> _Saved data entries_:
--*--

PR #1167, opened 2025-02-25
unified ManifoldParams and PolygonParams

pca006132:
The old way of specifying parameters for manifold and polygon separately is quite confusing. This merges them, and removed `PolygonParams` all together.

This is a small breaking that hopefully no one is using, except our own testing code. That said, the next release should still bump the minor version (3.1.0) together with other changes in decimation etc.

### DIFF
--- a/src/polygon.cpp
+++ b/src/polygon.cpp
@@ -27,6 +27,8 @@
 namespace {
 using namespace manifold;
 
+constexpr int TRIANGULATOR_VERBOSE_LEVEL = 2;
+
 constexpr double kBest = -std::numeric_limits<double>::infinity();
 
 // it seems that MSVC cannot optimize la::determinant(mat2(a, b))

--*--

> _TASK DESCRIPTION_: Each record must be reproduced exactly. Keep every one.

> _ANSWER AREA_:
PR #1167, opened 2025-02-25
unified ManifoldParams and PolygonParams

pca006132:
The old way of specifying parameters for manifold and polygon separately is quite confusing. This merges them, and removed `PolygonParams` all together.

This is a small breaking that hopefully no one is using, except our own testing code. That said, the next release should still bump the minor version (3.1.0) together with other changes in decimation etc.

### DIFF
--- a/src/polygon.cpp
+++ b/src/polygon.cpp
@@ -27,6 +27,8 @@
 namespace {
 using namespace manifold;
 
+constexpr int TRIANGULATOR_VERBOSE_LEVEL = 2;
+
 constexpr double kBest = -std::numeric_limits<double>::infinity();
 
 // it seems that MSVC cannot optimize la::determinant(mat2(a, b))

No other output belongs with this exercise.